Таня молча встала и с каменным лицом побрела по дорожке. Теря вскочил и пошел за ней в пяти шагах. Марио сел на освободившееся рядом с Сизовым место и закинул вверх голову:

– Как тут хорошо, как спокойно… Не то, что в нашем Милане. А как тут пахнет! Вам здесь нравится?

– Нет.

– Жаль. Так что, профессорэ, нашли, чем меня порадуете? Только, не дай бог, вы меня опять огорчите.

– На радость вы, пожалуйста, не рассчитывайте. Где клад я не знаю.

– Не шутите так, профессорэ. Я приехал не для этого.

– Освободите дочь. Я вам найду этот чертов клад. Пусть она уедет отсюда!

– Мне очень жаль. Сначала клад, потом дочь. Мы же с вами договаривались.

В эту встречу голос у Сизова казался тверже, слова жестче. Это почувствовал и Марио.

– Освободите дочь.

– Что будет тогда?

– Я останусь и найду.

– Вы взрослый человек. И очень, наверное, умный. Но вы теперь желаете нам только зла. Вы спуститесь в свои архивы, спрячетесь, и навсегда для нас исчезните.

– Я даю вам слово.

– Это хорошо. Слово – оно по святому писанию всегда на первом месте. И еще мне кажется, вы уже что-то нашли. Так?

– Кое-что.

– Ну вот, а говорите, все очень плохо.

– Я боюсь за свою дочь.

– Не нужно бояться. У нее любовь. Вы не знали? И очень чистая. Она даже не захочет отсюда уезжать.

– Хоть бы ее любовь вас не касалось!

– Меня касается все на этой вилле. Мой вам совет, повлияйте на дочь: любовь за высоким забором с колючей проволокой к добру не приведет.

– Я учту это.

– Так что, с нашим кладом, профессорэ? Не тяните резину. Сегодня я буду говорить с отцом, и мы обсудим вашу судьбу.

– Мне нужна еще неделя.

– Вы сидите в этих архивах уже месяц. Неделя – это всего семь дней. Потом вы попросите еще неделю?

– Нет.

– Недели много, профессорэ, я столько не смогу вас тут дожидаться, у меня, как понимаете, и другие дела. Даю вам четыре дня. Так и быть, отдохну и поскучаю на этой вилле. На четвертый день, или даже раньше, вы передадите мне план Кремля, и как найти в нем клад.

– Что будет после этого?

– После этого я полечу с друзьями и с вашим планом в Москву, и мы погуляем по Кремлю. А вы с дочерью погостите до нашего возвращения тут. Если я вернусь в хорошем настроении, то подарю вам свободу. Но если я вообще не вернусь, или вернусь с плохим настроением, тогда не взыщите. Судьба дочери в ваших руках, профессорэ, все по-честному. Ну, что вы там еще откопали, профессорэ? Выкладывайте, не тяните, мне интересно.
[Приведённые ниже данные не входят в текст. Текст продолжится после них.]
PR #2606, opened 2026-08-21
Make AtomicFileWriter more

blainefreestone:
The "atomic" swap on success was Files.delete(target) followed by Files.createLink(target, temp) — two syscalls with a window where a JVM crash, host crash, or fault between them leaves the target gone and only the temp .uuid file behind. Subsequent startup paths that expected the target to exist (CASFileCache's lru.txt) would see a missing file and fall back to a full filesystem scan; on a 54TB CAS worker that's an extra long minute of cold cache misses on every unclean restart.

Switch replace() to Files.move(temp, target, ATOMIC_MOVE, REPLACE_EXISTING) — a single renameat2 on POSIX filesystems with the atomicity the class name has claimed all along. Filesystems that don't support atomic rename (rare; some Windows cross-volume cases) fall back to the legacy delete + createLink with a WARNING log so operators see the reduced durability rather than discovering it after a crash. The outer finally switches Files.delete(temp) to deleteIfExists since after a successful move the temp file no longer exists; on the failure paths the temp still does and gets cleaned up as before.

### DIFF
--- a/src/main/java/build/buildfarm/cas/cfc/CASFileCache.java
+++ b/src/main/java/build/buildfarm/cas/cfc/CASFileCache.java
@@ -70,6 +70,7 @@ import build.buildfarm.common.io.CountingOutputStream;
 import build.buildfarm.common.io.Directories;
 import build.buildfarm.common.io.FeedbackOutputStream;
 import build.buildfarm.common.io.FileStatus;
+import build.buildfarm.common.io.FileSystemMover;
 import build.buildfarm.v1test.BlobWriteKey;
 import build.buildfarm.v1test.Digest;
 import com.google.common.annotations.VisibleForTesting;
@@ -174,7 +175,8 @@ public abstract class CASFileCache implements ContentAddressableStorage {
   private final Consumer<Iterable<Digest>> onExpire;
   private final Executor accessRecorder;
   private final ExecutorService expireService;
-  private final LRUDB db = new TextLRUDB();
+  private LRUDB db;
+  private FileSystemMover fileSystemMover;
   private volatile Deadline saveLRUAfter = Deadline.after(10, MINUTES);
   private final Path lru;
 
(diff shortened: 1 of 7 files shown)


src/main/java/build/buildfarm/common/io/AtomicFileWriter.java
```diff
@@ -109,19 +114,30 @@ public void close() throws IOException {
...
+      Files.move(temp, target, ATOMIC_MOVE, REPLACE_EXISTING);
+    } catch (AtomicMoveNotSupportedException e) {
+      // Filesystem doesn't support atomic rename (rare on POSIX; possible on some networked or
+      // cross-volume Windows setups). Fall back to the non-atomic delete + createLink sequence.
+      // A JVM crash between the delete and createLink leaves the target gone — log loudly so
+      // operators see the reduced durability rather than discovering it after a crash.
+      log.log(
+          Level.WARNING,
+          "atomic move not supported for " + target + "; falling back to non-atomic replace",
+          e);
```
werkt: We can't fall back to this on every write - the capability for this on the filesystem of the writer (that really should not change while the worker is running) should be determined once (on startup), and then declare the fixed path for this.

src/main/java/build/buildfarm/cas/cfc/CASFileCache.java
```diff
@@ -174,7 +175,8 @@ public abstract class CASFileCache implements ContentAddressableStorage {
   private final Consumer<Iterable<Digest>> onExpire;
   private final Executor accessRecorder;
   private final ExecutorService expireService;
-  private final LRUDB db = new TextLRUDB();
+  private LRUDB db;
+  private FileSystemMover fileSystemMover;
```
werkt: Please change this to fileStoreMover to match the selection criteria

blainefreestone: Done

PR #2608, opened 2026-08-25
Add maxSizePercent config for CAS filesystem storage

blainefreestone:
Currently when maxSizeBytes is 0, the CAS size limit is auto configured to 90% of the filesystem. We found that value to be too aggressive for our exec workers and were running out of disk space.

This change adds a configurable maxSizePercent option that is mutually exclusive with maxSizeBytes. When maxSizePercent is set, it is used to limit the percent of the filesystem used for the CAS.

If neither maxSizeBytes nor maxSizePercent is set, then the maxSizePercent is used and set to 90%, which preserves the prior default behavior.


jasonschroeder-sfdc (approved):
Approved. Though a `mazSizePercent==0` is probably not a good idea 🤓

PR #2610, opened 2026-08-27
Otel

werkt:


jasonschroeder-sfdc (approved):
LGTM, there are some better ways to configure otel via env vars, and make it work better in conjunction with javaagent. 

I'd rather use env vars to configure the endpoint and transport. If you're OK with a fast-follow pr, we can merge this, but i would like to revise before we cut a release.

PR #2612, opened 2026-08-28
Fix native memory leak in StubWriteOutputStream

blainefreestone:
This commit fixes two native memory leaks in StubWriteOutputStream:

1. Currently StubWriteOutputStream.close() can throw an exception and prevent the onError() or onCompleted() functions from being called on the finishedWriteObserver. That error being thrown can also prevent writeObserver from being nulled.

2. Currently When the remote gRPC stream closes before the local, writeObserver is set to null, which prevents onError() or onCompleted() from being called when close() is called.

In both of these scenarios the local gRPC stream doesn't get properly closed and Netty never releases a native memory byte buffers that were allocated using Unsafe. This causes a native memory leak.

This change fixes both leaks and adds tests for them that fail without the fix and pass with the fix.

It fixes scenario 1 by moving observer cleanup into a finally block. That way the cleanup functions are always called. We also make sure that writeObserver is always nulled out.

It fixes scenario 2 by using a boolean to separately track whether the remote gRPC stream is closed. That way the local stream still gets closed in the close() function regardless of whether the remote is closed.

This change by itself doesn't fully fix the native memory leaks. There's a few other ways native memory can leak in this class.

This change also introduces a test that fails without the fix and passes with the fix.

### DIFF
--- a/src/main/java/build/buildfarm/common/grpc/StubWriteOutputStream.java
+++ b/src/main/java/build/buildfarm/common/grpc/StubWriteOutputStream.java
@@ -16,6 +16,7 @@ package build.buildfarm.common.grpc;
 
 import static com.google.common.base.Preconditions.checkNotNull;
 import static com.google.common.base.Preconditions.checkState;
+import static com.google.common.util.concurrent.Futures.immediateFailedFuture;
 import static com.google.common.util.concurrent.Futures.immediateFuture;
 import static java.lang.String.format;
 import static java.util.logging.Level.WARNING;
@@ -28,6 +29,7 @@ import com.google.bytestream.ByteStreamProto.QueryWriteStatusRequest;
 import com.google.bytestream.ByteStreamProto.QueryWriteStatusResponse;
 import com.google.bytestream.ByteStreamProto.WriteRequest;
 import com.google.bytestream.ByteStreamProto.WriteResponse;
+import com.google.common.annotations.VisibleForTesting;
 import com.google.common.base.Supplier;
 import com.google.common.base.Suppliers;
 import com.google.common.base.Throwables;
@@ -111,6 +113,22 @@ public class StubWriteOutputStream extends FeedbackOutputStream implements Write
   @GuardedBy("this")
   private StreamObserver<WriteRequest> writeObserver = null;
 
+  @GuardedBy("this")
+  private boolean isGrpcRemoteCallClosed = false;
+
+  @GuardedBy("this")
+  private boolean isFullyClosed = false;
+
+  @VisibleForTesting
+  synchronized boolean isGrpcRemoteCallClosed() {
+    return isGrpcRemoteCallClosed;
+  }
+
+  @VisibleForTesting
+  synchronized boolean isFullyClosed() {
+    return isFullyClosed;
+  }
+
   private long deadlineAfter = 0;
   private TimeUnit deadlineAfterUnits = null;
   private Runnable onReadyHandler = null;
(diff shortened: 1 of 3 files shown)


src/main/java/build/buildfarm/common/grpc/StubWriteOutputStream.java
```diff
@@ -141,26 +159,52 @@ public StubWriteOutputStream(
 
   @Override
   public void close() throws IOException {
+    synchronized (this) {
+      if (isFullyClosed) {
+        return;
+      }
+    }
```
werkt: `if (isFullyClosed()) {` functional equivalence

src/main/java/build/buildfarm/common/grpc/StubWriteOutputStream.java
```diff
@@ -141,26 +159,52 @@ public StubWriteOutputStream(
...
-      } else {
-        finishedWriteObserver.onCompleted();
+    } catch (Exception e) {
+      cancelled = true;
+      // If we're currently racing a concurrent tear down, then don't throw unnecessarily
+      boolean racingWithTeardown;
+      synchronized (this) {
+        racingWithTeardown = isFullyClosed;
+      }
+      if (!racingWithTeardown) {
```
werkt: `if (!isFullyClosed()) {` functional equivalence

src/main/java/build/buildfarm/common/grpc/StubWriteOutputStream.java
```diff
@@ -216,7 +260,24 @@ private boolean checkComplete() throws IOException {
...
+  private synchronized void initiateWrite() throws IOException {
+    if (isFullyClosed) {
+      // If we're already fully closed, then don't initiate another write on this same instance
+      Throwable cause = null;
+      try {
+        writeFuture.get();
+      } catch (ExecutionException e) {
+        cause = e.getCause();
+      } catch (InterruptedException e) {
+        Thread.currentThread().interrupt();
```
werkt, line 271: cause is not set here, should probably be the InterruptedException, no?

werkt (commented):
Some notes on minor issues.
These streams are so incredibly difficult to get right that I don't understand how every implementation of bytestream is required to lift this, even if just for java. I feel that there's state logic that I'm going to have to look at this for, and would love to have enumerated in a diagram in comments in this class's implementation.

src/main/java/build/buildfarm/common/grpc/StubWriteOutputStream.java
blainefreestone: Replaced

src/main/java/build/buildfarm/common/grpc/StubWriteOutputStream.java
blainefreestone: Replaced

src/main/java/build/buildfarm/common/grpc/StubWriteOutputStream.java
blainefreestone: Correct, added it

src/main/java/build/buildfarm/common/grpc/StubWriteOutputStream.java
```diff
@@ -216,7 +254,25 @@ private boolean checkComplete() throws IOException {
...
+  synchronized boolean hasActiveWriteObserver() {
+    return writeObserver != null;
+  }
+
+  private synchronized void initiateWrite() throws IOException {
+    if (isFullyClosed) {
+      // If we're already fully closed, then don't initiate another write on this same instance
+      Throwable cause = null;
+      try {
+        writeFuture.get();
```
werkt, line 267: we should probably have a checkState expecting `isDone()` here - otherwise we will be sitting with the synchronized lock on this stream in a wait

src/main/java/build/buildfarm/common/grpc/StubWriteOutputStream.java
```diff
@@ -216,7 +254,25 @@ private boolean checkComplete() throws IOException {
     return false;
   }
 
-  private synchronized void initiateWrite() {
+  @VisibleForTesting
+  synchronized boolean hasActiveWriteObserver() {
+    return writeObserver != null;
+  }
```
werkt, line 260: This is an awkward internal-state leak - the determination here should be whether the observer returned by the stub, mocked in all cases, receives appropriate method signals.

src/main/java/build/buildfarm/common/grpc/StubWriteOutputStream.java
blainefreestone: Added the `checkState(writeFuture.isDone())` precondition before `get()`

src/main/java/build/buildfarm/common/grpc/StubWriteOutputStream.java
blainefreestone: Removed the accessor and state assertions. Updated the test accordingly.

werkt (approved):

PR #2613, opened 2026-08-31
Close read/write streams on zstd-decompression instantiation failures

denbeigh2000:
Currently, when we fail to construct our zstd-decompressing {in,out}put streams, we hard-fail without closing the streams, meaning readers/writers will be polling forever.

This ensures that we catch exceptions at these times, and reliably close said output streams.

---

I'll be following up with a couple of other small PRs, that:
1. add a configurable timeout to borrows from the fixed-size zstd buffer pool
2. adds some additional logging, gauges, etc around this area


src/main/java/build/buildfarm/cas/cfc/CASFileCache.java
```diff
@@ -1096,14 +1096,28 @@ public synchronized FeedbackOutputStream getOutput(
...
+                // closing uniqueOut, that future never completes and the next getOutput() for
+                // this write waits on it forever, before it can reach reset(). close() resolves
+                // the future and leaves the delegate open, so a partial write stays resumable.
+                // The zstd constructor reaches here whenever the buffer pool refuses a borrow.
+                try {
+                  uniqueOut.close();
+                } catch (IOException closeError) {
+                  e.addSuppressed(closeError);
+                }
+                throw e;
```
denbeigh2000: this ends up tripping cognitive complexity limits, moving to private method

werkt (approved):
Looks good. Some of the lack of encapsulation of the buffer pools is bothering me, but not enough to hold it up.
I think this should eventually end up in a zstd stream specialization class that can prevent leaks before the exception reaches the consumer.

PR #276, opened 2016-10-24
[EUWE] Change My Requests subsections from tabs to secondary nav

jeff-phillips-18:
This PR removes the tabs from the My Requests section and adds secondary nav items "Requests" and "Order History"

Jira Story: https://patternfly.atlassian.net/browse/CFUX-142

(cherry-picked and resolved conflicts for euwe branch)

Backport of #270 

@chriskacerguis @chessbyte

PR #277, opened 2016-10-24
Minor fixes for I18N and status icon display in services list.

jeff-phillips-18:
This fixes an issue brought up in #270 as well as a small icon
placement issue I found in the services list while testing the same.

@chriskacerguis @himdel 

@miq-bot add_label euwe/no

### DIFF
--- a/client/app/components/blueprints/blueprints-list.directive.js
+++ b/client/app/components/blueprints/blueprints-list.directive.js
@@ -130,25 +130,25 @@
       return [
         ListView.createFilterField(
           'name',
-          'Name',
-          'Filter by Name',
+          __('Name'),
+            __('Filter by Name'),
           'text'),
         ListView.createFilterField(
           'visibility',
-          'Visibility',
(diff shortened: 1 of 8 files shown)


himdel:
@jeff-phillips-18 not like this.

You really need to `N_()` the string **literal**, not any variable .. literal. You can do `__(foo)` when that foo is either a literal already or is a variable which has come from `N_("literal")`.

So you really need to fix *all* the *callers* of `createFilterField` and `createSortField` and put the `N_` there. Then (but only then) the body of those functions can indeed use `__(variable)`.

jeff-phillips-18:
@himdel ah, I see. Thanks, I will fix it.

himdel:
Thanks! this looks right :)

himdel:
Just adding a note here for clarity.. 

This is correctly `euwe/no`, but *technically* it's `euwe/backported` because these changes were part of https://github.com/ManageIQ/manageiq-ui-service/pull/276 .

PR #284, opened 2016-10-24
Add sass-lint guidelines, swaps warnings for errors

### LINKED ISSUE #282: Builds should fail on Linting warnings
In order to produce cleaned or standardized code I think that on linting errors (Sass lint, Eslint) and warnings Travis or CodeClimate (which ever does the check) should fail.

AllenBW:
Warnings don't fail our build, are rarely acknowledged, but errors will raise eyebrows

closes #282 

@chriskacerguis @himdel 

sorry everybody :-(  IT HAD TO BE DONE 😑

### DIFF
--- a/.sass-lint.yml
+++ b/.sass-lint.yml
@@ -1,0 +1,91 @@
+options:
+  formatter: stylish
+files:
+  include: '**/*.s+(a|c)ss'
+rules:
+  # Extends
+  extends-before-mixins: 2
+  extends-before-declarations: 2
+  placeholder-in-extend: 2
+
+  # Mixins
+  mixins-before-declarations: 2
+
+  # Line Spacing
+  one-declaration-per-line: 2
+  empty-line-between-blocks: 2
+  single-line-per-selector: 2
+
+  # Disallows
+  no-attribute-selectors: 0
+  no-color-hex: 2
+  no-color-keywords: 2
+  no-color-literals: 2
+  no-combinators: 0
+  no-css-comments: 2
+  no-debug: 2
+  no-disallowed-properties: 0
+  no-duplicate-properties: 2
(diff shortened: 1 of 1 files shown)


chriskacerguis:
Build failing due to changes.  @AllenBW do you want to address, or just let others?

himdel:
@chriskacerguis , @AllenBW should we even still be running the linters as part of `gulp test`? Or rather, should we be running `gulp testonly` on travis instead? (So we'd use travis only for unit tests and codeclimate for linting.) WDYT?

AllenBW:
@himdel I like this rather brilliant idea, only checking changed code for errors (saves the sanity of many), though flip side, ideally we don't want any code that would error in the repo, so having that almighty **check all teh things** kinda works out right now 🐑 🛡   

@chriskacerguis I can address, it'll take my mind off this webpack nonsense :shipit: or we can push linting solely to cc and distribute this burden amongst the many

chriskacerguis:
@himdel GREAT idea.  In looking at things, using something like Hound CI would help here too.  @AllenBW make that happen.  

Great collaboration!

chriskacerguis:
Closing this, going to use @himdel 's suggestion (and Hound CI)

himdel:
@chriskacerguis .. we will still need the linter config even if we use CC or something for that, won't we? Meaning we probably do want the PR merged..?

chriskacerguis:
@AllenBW is that the right file name?  .sass-lint.yml?  Should be it .scss-lint.yml

AllenBW:
@chriskacerguis sass-lint is the correct name 🤘

chriskacerguis:
Build fails due to sass linting errors (which this PR didn't cause).

PR #291, opened 2016-10-25
Removed Task for eslint and sasslint from Test

chalettu:
As requested, I removed the listing tasks from the test Gulp task.

### DIFF
--- a/gulpfile.js
+++ b/gulpfile.js
@@ -62,7 +62,7 @@ gulp.task('build-specs', ['templatecache'], task('buildSpecs'));
 /**
  * Testing tasks
  */
-gulp.task('test', ['vet', 'templatecache'], task('test', {singleRun: true}));
+gulp.task('test', ['templatecache'], task('test', {singleRun: true}));
 gulp.task('testonly', ['templatecache'], task('test', {singleRun: true}));
 gulp.task('autotest', task('test', {singleRun: false}));
 


chriskacerguis:
@jeff-phillips-18 @dtaylor113 @martinpovolny @himdel I asked Chris to remove the linting from the build system, and instead let Hound CI handle that.  thoughts?

dtaylor113:
What does that mean for the build process?  Build Will pass, PR will show
errors?

AparnaKarve:
So essentially with this PR `gulp test` and `gulp testonly` now do the same thing, which is to validate the PhantomJS specs. Would that be correct?

chriskacerguis:
So the build process will work as follows:

Travis - Runs unit tests and integration (phantomJS) tests
CodeClimate - Code Security, test coverage, and various dup and linting checks
Hound - Will provide comments in your PR about issues (similar to how the MIQ bot works)

So, Travis will only fail if there is a unit / integration test fail.

himdel:
<3 Loving this :)

jeff-phillips-18:
Will there be a way to run the lint tests locally?

himdel:
@jeff-phillips-18 `gulp eslint` ;) .. also `gulp sasslint` for sass... (Or `gulp vet` for both)

jeff-phillips-18:
👍

jeff-phillips-18:
Looks like 'Hexadecimal colors should not be used' was just added. Any idea why? What is the rub on using hex?

chriskacerguis:
@jeff-phillips-18 not following, I don't see anything like that is this PR?

jeff-phillips-18:
@chriskacerguis Correct. It was added in #284 . Sorry. I can add this as an issue when I put up the PR to attempt to fix existing warnings (now errors).

chriskacerguis:
@jeff-phillips-18 ahhh...cools.  Sorry, I need more ☕️ 

Not sure, if it wasn't there, and now it is (I think Allen just added the file), feel free to do a PR where you change the .sass-lint.yml and we can talk / discuss 😄

AparnaKarve:
We have 2 identical tasks now:
```
  gulp.task('test', ['templatecache'], task('test', {singleRun: true}));
  gulp.task('testonly', ['templatecache'], task('test', {singleRun: true}));
```
Any reason to keep them both? Like I said above, we could remove `gulp testonly`

AllenBW:
@chriskacerguis @jeff-phillips-18 totally rolled with recommended values from sass-lint, we use hex everywhere so down for continuing to use hex everywhere

Side note colors in the sass should be defined in one place and referenced by name everywhere else .
`_colors.sass` for hex values `_app_colors.sass` adds functional names to the colors, these functional names should be the only reference we make, if you need a color, add a color, but at **all costs** avoid plopping in yet another color to hunt down.

chriskacerguis:
@chalettu see https://github.com/ManageIQ/manageiq-ui-service/pull/291#issuecomment-256395415

PR #293, opened 2016-10-26
Fix sass lint errors

jeff-phillips-18:
This fixes the existing sass lint errors. While most of the errors were fixed in the sass files, there were some adjustments to the lint rules as well.

lint rule adjustments:

1) no-color-hex - I see no reason to enforce this rule. I don't see any benefit
2) nesting-depth: 2 - I feel 2 is not enough, this makes it very hard to override inherited styling or to specify styles on pseudo elements. Allowing 3 would remove existing errors.
3) no-important - while I understand why we might want to disallow this, i think it is unrealistic. Without !important it is very hard to override styles especially given only 2 (or 3) nesting depth
4) class-name-format - added exceptions for overrides of styles on components from dependencies (angular-drag-and-drop-lists)

I moved a lot of color definitions from various sass files into the _colors.sass file. However, it would be good (as @AllenBW mentioned in #291) to define application colors for each and use only the application defined colors in the various sass files. This PR does not address that issue.

@chriskacerguis @AllenBW @dtaylor113


AllenBW:
👋 @jeff-phillips-18 thanks for the mention!!  also for moving color definitions <3 you're a 👑 among 🍠 for undertaking this work...
 1. agreed absolutely 
 2. agreed absolutely
 3. disagree absolutely, there are presently 12 of these to resolve, if need be I volunteer myself as tribute 🕊  `!importat` is horrible and disgusting and the worst thing ever and should never be allowed to exist
screen shot 2016-10-26 at 1 15 50 pm
 4. agree absolutely

jeff-phillips-18:
@AllenBW That's a bit harsh on the !important 😉   I agree it should be used sparingly and as you state there are only 12 instances in the code base now. Sometimes it is necessary to use !important especially given the nesting level limits.

I will take another shot at removing them and report back what I find.

AllenBW:
Truth, very harsh, you'll have to forgive my pre-lunch thoughts on important 😆  (but still its super bad).

.sass-lint.yml
```diff
@@ -29,7 +29,7 @@ rules:
   no-empty-rulesets: 2
   no-extends: 0
   no-ids: 2
-  no-important: 2
+  no-important: 0
```
chriskacerguis: The no-important seems to be a point of disagreement.  I'm inclined to agree with @AllenBW on this.  Question for @jeff-phillips-18 why would we be overriding things, if your team is doing the UX (it would seem that in that use case, there would be no need to override)?  Maybe I'm missing something.

AllenBW: :one: 🏩 ⚓️

chriskacerguis: @AllenBW please translate 1️⃣ 🏩 ⚓️?

AllenBW: @jeff-phillips-18  is my one love, my anchor ❗️ excising `!important` is dreadful ☠️ work.

jeff-phillips-18:
@AllenBW I was able to remove current uses of !important and added the rule back.

AllenBW:
# @jeff-phillips-18  YOU ARE THE MAN 🕴 🕴 🕴

serenamarie125:
Thanks @AllenBW & @chriskacerguis for accepting the adjustments to items 1, 2 & 4,  @jeff-phillips-18 thanks for bringing those to their attention and fixing those issues associated with !important.  If similar issues come up in the future, let's discuss again.

PR #315, opened 2016-11-02
Pull and compile most recent translations

jjlangholtz:
The language selection for the login page and the user settings
'Switch Language' dropdown were listing language options using the
cryptic language codes instead of human friendly locale names.

This change pulls down the latest translations from Zanata and
recompiles the json translation files along with
`available_languages.json` which is used to populate the language
switching choices.

https://bugzilla.redhat.com/show_bug.cgi?id=1389224


chriskacerguis:
@jjlangholtz can you add to the docs how to do this?

jjlangholtz:
@chriskacerguis I mostly followed the guidelines that @mzazrivec started [on the guides repo](https://github.com/ManageIQ/guides/blob/master/i18n.md#manageiq-self-service-ui). There is already a link there from the `Code Tour` doc.

There were a few minor adjustments that I had to make. I didn't do the extract/push to Zanata because I'm fairly sure I need to be credentialed for that. Also, for some reason, when pulling the files from Zanata they were named incorrectly (self_service instead of service) so I had to rename them.

Should I just make a PR for those updates to the guides repo?

chriskacerguis:
if you could do a separate PR to update the docs, that'd be great.

simaishi:
Backported to Euwe via #324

– Немного, но важное. Клад существует. Его план, возможно, лежит в архиве.

– Опять «возможно»? Это нам с вами не годится. Где он?

– Не знаю. Но клад в Кремле.

– Тот самый, мой?

– Тот самый.

– Хорошо, профессорэ, не теряйте времени, копайте глубже и думайте о своей дочери. У вас четыре дня.

С отцом Марио беседовал тем же вечером.

– Как ты себя чувствуешь? – спросил Марио, сев напротив дивана в кабинете.

– Так себе. Очень оно не ровно стучит.

– Что врач говорит?

– А что врач… Таблеточки прописывает. Про операцию начал говорить.

– Так не тяни! Ложись, пока не поздно.

– Ложись… – передразнил «дон» сына. – На сердце же, не на пальце. Смертность – знаешь, какая на операционном столе! Но уже ровнее стучит, завтра выйду погулять.

– Тебе нельзя волноваться.

– Можно. Рассказывай про все дела. А то скорее от скуки тут помереть можно.

Дела в Милане были явно не для ушей сердечника, и Марио, как сумел, все округлил. Но «дон» видел сына насквозь. Он понял, что в Милане стало без него еще хуже: врагов больше, денег меньше, «семья» слабее. Но, как ни странно, это его сейчас не разволновало, и сердце не разогналось от обычной ярости. «Дон» действительно отошел почти от всего. И пришел совсем к другому: к последнему своему делу в московском Кремле и прославлению своего имени с титулом герцога миланского в истории навечно. Хотя бы в семейной истории.

– Что с нашим кладом? – только и спросил дон Спинноти, выслушав путаный доклад своего сына.